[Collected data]
PR #184, opened 2020-02-20
#183 Covered edge cases, support primary slice

defudef:


packages/prismic/src/composables/usePrismic/index.ts
```diff
@@ -1,36 +1,65 @@
...
+    loading.value = true;
+
+    await prismic
+      .getApi(endpoint, apiOptions)
+      .then((api) => api.query(
+        transformQuery(query),
+        options as QueryOptions
+      ))
+      // eslint-disable-next-line
+      .then(({ results, total_results_size, total_pages, results_size, results_per_page, prev_page, page, next_page }) => {
```
andrzejewsky: I totally don't get it why you reading all of the properties and also you need an additional field `meta` while you already created helpers for reading properties such as total_pages, results_size etc. can't you assign entire document to the `doc`?

packages/prismic/src/composables/usePrismic/index.ts
```diff
@@ -1,36 +1,65 @@
...
+          total_pages, // eslint-disable-line
+          total_results_size // eslint-disable-line
+        };
+        doc.value = results;
+      });
+
+    loading.value = false;
+  };
+
+  const searchFirst: Search = async (query: PrismicQuery | PrismicQuery[], options: OptionsType = {}) => {
```
andrzejewsky: it should be just`search` function and nothing else if the result from the API is different just use different arguments to manipulate the returning value

packages/prismic/src/composables/usePrismic/transformQuery.ts
```diff
@@ -43,11 +44,11 @@ const transformQuery = (query: PrismicQuery): string | string[] => {
       default:
         return predict(key, [fragment]);
     }
-  });
+  }));
+
+  const flatArray = [].concat(...queries.filter((queryElement) => queryElement !== undefined));
```
andrzejewsky, line 49: `const flatArray = queries.filter((queryElement) => queryElement);`

andrzejewsky (changes requested):

packages/prismic/src/composables/usePrismic/index.ts
```diff
@@ -1,36 +1,65 @@
...
 
-  const search: Search = async (query: PrismicQuery, options: OptionsType = {}) => {
+  const search: Search = async (query: PrismicQuery | PrismicQuery[], options: OptionsType = {}) => {
+    loading.value = true;
+
+    await prismic
+      .getApi(endpoint, apiOptions)
+      .then((api) => api.query(
+        transformQuery(query),
+        options as QueryOptions
```
andrzejewsky: if this isn't the OptionsType so maybe you should use QueryOptions instead of OptionType in the search definition?

andrzejewsky (changes requested):

packages/prismic/src/composables/usePrismic/index.ts
defudef: I can't as queryFirst returns document only, while query returns ApiSeachResponse type

packages/prismic/src/composables/usePrismic/transformQuery.ts
defudef: I need to concatenate  it to flatten an array

packages/prismic/src/composables/usePrismic/index.ts
defudef: Refactored a little. As we talked, Prismic's type is not enough, that's why I've added another one

andrzejewsky (approved):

** Your objective **
Filter the entries above down to the lines that contain the word "eslint".

** Expected answer **
+      // eslint-disable-next-line
+          total_pages, // eslint-disable-line
+          total_results_size // eslint-disable-line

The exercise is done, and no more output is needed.